“So far as regards our work, you certainly are,” she admitted. “Outside it, I do not think that we could ever have much to say to one another.”

“Why not?” he objected, a little sharply. “We’re as close together in our work and aims as any two people could be. Perhaps,” he went on, after a moment’s hesitation and a careful glance around, “I ought to take you into my confidence as regards my personal position.”

“I am not inviting anything of the sort,” she observed, with faint but wasted sarcasm.

“You know me, of course,” he went on, “only as the late manager of a firm of timber merchants and the present elected representative of the allied Timber and Shipbuilding Trades Unions. What you do not know”—a queer note of triumph stealing into his tone “is that I am a wealthy man.”

She raised her eyebrows.

“I imagined,” she remarked, “that all Labour leaders were like the Apostles—took no thought for such things.”
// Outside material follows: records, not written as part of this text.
PR #1617, opened 2017-01-05
DNN-9206: password should trimmed before use it in password reset.

zyhfish:


galatrash-at-dnn:
This PR doesn't fix the issue at hand.

PR #1620, opened 2017-01-09
DNN-9047: added new SQL execution methods with timeout parameter.

galatrash-at-dnn:
I used this timeout in the PurgeScheduleHistory task because it is timing out in systems with large number of history records.


kanm2015:
Code review done

PR #1635, opened 2017-01-27
DNN-9317 Use HTTPS for Xcillion font requests

bdukes:
This is a copy of XCESS-NL/xcillion#4 (a slightly improved version of XCESS-NL/xcillion#2)


bdukes:
Related to XCESS-NL/xcillion#1

PR #1639, opened 2017-01-30
DNN-9323 Media query & CSS to better render Digital Asset Manger

DNNMonster:
Things currently start getting disjointed at around 573px.


DNNMonster:
I overlooked some javascript work that needs to accompany this.

PR #1641, opened 2017-01-31
DNN-9323 Mobile friendly CSS/JS for Digital Asset Manager

DNNMonster:
Should make the Digital Asset Manager mobile friendly to about 350px.  It does not address all the necessary js to make it entirely responsive for window resize events.


galatrash-at-dnn:
@DNNMonster, according to the PM, "We have stopped enhancing this module as of 9.0." Therefore, I will close this issue without merging it.

PR #1646, opened 2017-02-04
DNN-9347 XCillion js mods to render search results on small screen devices.

DNNMonster:


zyhfish:

PR #1647, opened 2017-02-04
DNN 9348 Recalculate Search Results page's input box on window resize

DNNMonster:
Recalculate the input field and close icon's CSS attributes when the window has been resized.


zyhfish:

PR #1658, opened 2017-02-15
DNN-9232: upgrade jquery to 3.1.1.

zyhfish:
Note for compatible with jquery UI and other jquery plugin, the jquery migration plugin is required when register jquery.


jbrinkman:
This should be updated to jQuery 3.2.1.

kanm2015:
code review done

PR #1660, opened 2017-02-16
DNN-9405: Call ResetPassword after user unlocked

kanm2015:


zyhfish:
We can't call this method directly as the web config may disable retrieve password, need find another way.

PR #1673, opened 2017-03-01
DNN-9494: Do not track module deletion for hard delete and do not upd…

kanm2015:
…ate module order if order not changed


zyhfish:

PR #1678, opened 2017-03-06
NOJIRA: add comment in internal controls, add back console module.

zyhfish:


ashishpd:
Adding Console module back to Platform as it's needed in Profile area. It's dependency on Dotnetnuke.Deprecated.Dll is also being replaced as this DLL will eventually be removed from everywhere.

PR #2732, opened 2019-04-23
Fixed bug in Azure folders

daguiler:
## Summary
Fixes a bug in ea26f8356df3efeb874653e9b7b3b92813c158de.
When the **Sync Batch Size** parameter is left blank, it's saved as an empty string instead of a null string. And empty strings throw an error when cast to integer.

## Steps to reproduce
1. Login as Host
2. Open Persona Bar > Manage > Global/Site Assets
3. Add New Folder Type > Set up Azure Folder Provider (**leave Sync Batch Size blank**)
4. Add New folder with Azure Folder type
5. Synchronize the folder and subfolders

## Current behavior
Following error occurs:

image


valadas:
I usually do it as a one line, but looks fine to me too that way.

```c#
int intValue = int.TryParse(stringValue, out intValue) ? intValue : defaultValue;
```

PR #2738, opened 2019-04-25
Update README to include links to archive repos

### LINKED ISSUE #2737: Update README.md to include links to Dnn.Releases.Archive repos
## Description of problem
Currently, there are no links in the README to the **DNN Releases Archive** repositories.  This would be super helpful in pointing people on how to find older releases of DNN. 

## Description of solution
Add new section specifically for **DNN Release Archives**.  This section would contain a clear and concise list of all DNN Releases Archive repositories.

n/a

## Screenshots
n/a

## Additional context
@dnnsoftware/approvers please assign this issue to me.  I'll submit a PR for it.  Thanks!

## Affected version
* [x] 9.3.2
* [x] 9.3.1
* [x] 9.2.2
* [x] 9.2.1
* [x] 9.2
* [x] 9.1.1
* [x] 9.1
* [x] 9.0

## Affected browser
* [x] Chrome
* [x] Firefox
* [x] Safari
* [x] Internet Explorer
* [x] Edge

nvisionative:
## Summary
Update README.md to include links to Dnn.Releases.Archive repos

Resolves #2737

I wasn't sure which branch to target, so feel free to update to match the correct branch target.

### DIFF
--- a/README.md
+++ b/README.md
@@ -46,6 +46,18 @@ All the details on contributing with Git and on our working methods can be found
 
 In addition, since DNN is part of the .NET Foundation, we require our contributors to abide by their [Code of Conduct](https://www.dotnetfoundation.org/code-of-conduct) rules and requirements also.
 
+## DNN Releases Archives
+
+* [DNN Releases Archive 1.x](https://github.com/dnnsoftware/Dnn.Releases.Archive.1x)
+* [DNN Releases Archive 2.x](https://github.com/dnnsoftware/Dnn.Releases.Archive.2x)
+* [DNN Releases Archive 3.x](https://github.com/dnnsoftware/Dnn.Releases.Archive.3x)
+* [DNN Releases Archive 4.x](https://github.com/dnnsoftware/Dnn.Releases.Archive.4x)
+* [DNN Releases Archive 5.x](https://github.com/dnnsoftware/Dnn.Releases.Archive.5x)
+* [DNN Releases Archive 6.x](https://github.com/dnnsoftware/Dnn.Releases.Archive.6x)
+* [DNN Releases Archive 7.x](https://github.com/dnnsoftware/Dnn.Releases.Archive.7x)
+* [DNN Releases Archive 8.x](https://github.com/dnnsoftware/Dnn.Releases.Archive.8x)
+* [DNN Releases Archive 9.x](https://github.com/dnnsoftware/Dnn.Releases.Archive.9x)
+
 ## .NET Foundation
 
 This project is supported by the [.NET Foundation](https://dotnetfoundation.org).


mitchelsellers:
I would prefer that we find a better location to promote/showcase this information.  There has been historical concern regarding individuals accidentally gaining access to older versions thinking they are supported etc.  To this point, I wouldn't want to promote these old archive releases for the same reason.

I would offer two suggestions as an opportunity for this.

1.) Create a new document, such as upgrading.md, inside of the .github folder.  In there include the suggested upgrade path (https://www.dnnsoftware.com/wiki/suggested-upgrade-path) Then at the bottom of this it would be easy to reference these safely.  I would also include a note about all of those containing releases with known security vulnerabilities and that they should not be used for production sites.

2.) Add the desired links into the WIKI article, to the same effect.

I'm fine either way, but I don't want to promote this on the homepage.

nvisionative:
This is not about upgrades alone.  There are many use cases for needing an old release package that is nowhere else to be found.  This is about helping people find the files they don't know even exist but are trying to find here.  We have blogged about this, promoted it via DNN meetups, social post, etc.  However, It is still a **very common** occurrence to have to help point someone to these files for their needs (upgrades, testing backward compatibility, etc.).  I have personally had five recommendations to place this information specifically here (be that right, wrong or indifferent) and said I would be happy to create an issue and submit a PR.

I personally believe we should do everything we can to make this easier for people to find.  If there is a better place to put this much-needed information (here on GitHub), great.  I just don't believe the recommendations meet all the needs (use cases) for accessing these older releases.  

These are the current official repos for the archived official releases of DotNetNuke / DNN dating back to the very beginning.  

If we are trying to keep things leaner on the README, that is totally understood.  Perhaps a separate markdown file can be created to hold these links and simply linked to in the **Quick Links** section.  Would that work?

By the way, I will absolutely work on finding a home for this information in the new [DNN Docs](https://dnndocs.com).  That's a great idea!

nvisionative:
FYI...a new issue has now been created on the DNNDocs repo to add this documentation.
https://github.com/DNNCommunity/DNNDocs/issues/287

hismightiness:
I agree with Mitch and Oliver about this.  I don't think we should be making it easier for insecure software to be found and installed.  The documentation area is the best placement for this.  This makes it available to the people that really do need older versions for the right reasons, and makes the availability limited (so as to prevent accidental spread of insecure DNN installations).  :)

nvisionative:
That is a valid argument in my opinion @hismightiness - thanks for articulating it that way.  Nonetheless, we get A LOT of questions from community members that are looking for these older releases, for valid reasons.  Are you recommending we don't make this easier at all for them to find in the spot they are looking (this GitHub repo)?  To me, making it clear that any link(s) provided to them have a **(Not Recommend For Production Use)** or a similar message.

mitchelsellers:
@nvisionative I think that it would be an acceptable compromise to link a separate document, but I would prefer that it include detailed warnings & notices.  

I can work with you on a few ideas on this if absolute, but I'd rather reference the documentation as the sole way. And we could easily link to that from the readme

nvisionative:
Okay, we can chat offline about what absolutely needs to be in the documentation as it relates to warnings/notices.  I'll work on getting that into the new DNNDocs.  Then I'll circle back to this issue and submit a PR to add a simple link to the new documentation.  Thanks for working with me on this.  It should help alleviate some of the ongoing difficulties in finding these.

I'll also go ahead and close #2737

valadas:
I am all for having short links in the readme to popular "looked for" stuff and have that point to a more detailed section in the docs.

ohine:
Closing the PR as it sounds like they'll be another pull request later down the road which addresses the concerns. If that's not the case, please reopen the PR.

PR #2744, opened 2019-04-29
Unregister user to use same logic as in Data Consent

donker:
If Data Consent is enabled a user must be offered the same deletion choice as when they consent. So this PR covers the scenario when a user has already consented but wishes to delete their account.

### DIFF
--- a/Website/DesktopModules/Admin/Security/EditUser.ascx
+++ b/Website/DesktopModules/Admin/Security/EditUser.ascx
@@ -10,6 +10,25 @@
 
 <%@ Import Namespace="DotNetNuke.UI.Utilities" %>
 
+<%
+  var confirmText = ClientAPI.GetSafeJSString(LocalizeString("UnregisterUser"));
+  if (PortalSettings.DataConsentActive && User.UserID == UserInfo.UserID)
+  {
+    switch (PortalSettings.DataConsentUserDeleteAction)
+      {
+        case PortalSettings.UserDeleteAction.Manual:
+          confirmText = ClientAPI.GetSafeJSString(Localization.GetString("ManualDelete.Confirm", "~/DesktopModules/Admin/Security/App_LocalResources/DataConsent.ascx.resx"));
+          break;
+        case PortalSettings.UserDeleteAction.DelayedHardDelete:
+          confirmText = ClientAPI.GetSafeJSString(Localization.GetString("DelayedHardDelete.Confirm", "~/DesktopModules/Admin/Security/App_LocalResources/DataConsent.ascx.resx"));
+          break;
+        case PortalSettings.UserDeleteAction.HardDelete:
+          confirmText = ClientAPI.GetSafeJSString(Localization.GetString("HardDelete.Confirm", "~/DesktopModules/Admin/Security/App_LocalResources/DataConsent.ascx.resx"));
+          break;
+      }
+  }
+%>
+
 <script language="javascript" type="text/javascript">
     /*globals jQuery, window, Sys */
     (function ($, Sys) {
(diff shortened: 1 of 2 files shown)


BravoSierra:
GDPR, article 17 ;)
_The data subject shall have the right to obtain from the controller the erasure of personal data concerning him or her without undue delay and the controller shall have the obligation to erase personal data without undue delay_ 
Thanks Peter

Website/DesktopModules/Admin/Security/EditUser.ascx
```diff
@@ -10,14 +10,33 @@
 
 <%@ Import Namespace="DotNetNuke.UI.Utilities" %>
 
+<%
+  var confirmText = ClientAPI.GetSafeJSString(LocalizeString("UnregisterUser"));
+  if (PortalSettings.DataConsentActive && User.UserID == UserInfo.UserID)
```
daguiler: Hi @donker, can you please explain what the `User.UserID == UserInfo.UserID` condition is for? I see it down below as well and it seems that `PortalSettings.DataConsentActive` can be enabled but this other condition would defeat that setting and revert back to previous behavior

KenTombs:
Hi
just picked up on this discussion. I/we provide data protection/ISO27/compliance services etc. for our customers so I get to act as a Data Protection Officer for them.  If I can contribute to any of this then would be pleased to do so, as looking at using DNN for GDPR work. 

So for the example above. If a user asks to delete their account, that would take precedence over any consent - no argument and should be in a timely manner (i.e. not at the next system clean up five years later). 

However, if the users account includes any personal data needed for the businesses tax/accounting records, then you cannot just delete it until after the retention schedule for tax/accounting has been applied (7 years usually).  Those regulations take precedence locally over GDPR. So you'd need to build in a decision tree and you can see its it gets complicated.  

Realise jumped in half way here but hope that helps.

mitchelsellers:
@KenTombs Your input is helpful!  We do allow control over how the delete is handled by the administrator including a delayed hard-delete or simple notification.  This would allow those with more complex situations to be able to implement their own solution that would meet any retention requirements, etc.

KenTombs:
Its when you have 100,000 users and need to auto-administer, then schedules and processes become critically important.

Happy to contribute.

Website/DesktopModules/Admin/Security/EditUser.ascx
ohine: I'm guessing it's to only allow the User to request their account is removed. However, I'll wait to merge till @donker can give some more details.

ohine:
Looks good, just waiting to merge till the question from @daguiler is resolved.

BravoSierra:
@KenTombs then the admin just doesn't allow hard-deletes, it's a setting option. We've also discussed anonymizing or pseudonymizing rather than deleting but there is a challenge in multi-dnn instances so Peter's choice seems the best trade-off and offers better GDPR compliancy regarding at least 8 articles (5,6,7,12,13,15,16 and18). A good move forward.

KenTombs:
These are exactly the trade off issues we have to grapple with. The GDPR compartment suggests one thing and other regulations contradict it , no-win solutions. As in all regulatory regimes, 'Article Absolutism' can cause as much trouble as it solves, it is a simple way to do something just be aware that it may need changing later. Ideally I would suggest that where a development decision is reached such as seems to be the case here, the 'reasoning' behind it is explained maybe in a version specific help text for that item. This would help any auditor/court later to understand why something worked the way it does, and with regulators' fines going through the roof every little helps the customer. 

The reason I write all this is its exactly one of the problems we will have in adapting DNN to be a compliance platform. For example, the built in security analyser is amazing for legal purposes. Whats missing is a true workflow capability to let us focus on the good stuff customers want to see.  Lets see what the coming year brings.

Website/DesktopModules/Admin/Security/EditUser.ascx
donker: I wanted to be absolutely sure you cannot get here while editing someone else's profile. There is a lot of reuse of the profile editing controls and I was afraid it might not be the editing user who is deleting. In that case it shouldn't be marked as a request so the old logic is used.

daguiler: Cool, so using old logic in such case was the intended purpose.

“One must always keep one’s eye on the main chance; Miss Abbeway,” he protested, “or how would things be when one came to think of marriage, for instance?”

“Where did your money come from?” she asked bluntly.

Her question was framed simply to direct him from a repulsive subject. His embarrassment, however, afforded her food for future thought.

“I have saved money all my life,” he confided eagerly. “An uncle left me a little. Lately I have speculated—successfully. I don’t want to dwell on this. I only wanted you to understand that if I chose I could cut a very different figure—that my wife wouldn’t have to live in a suburb.”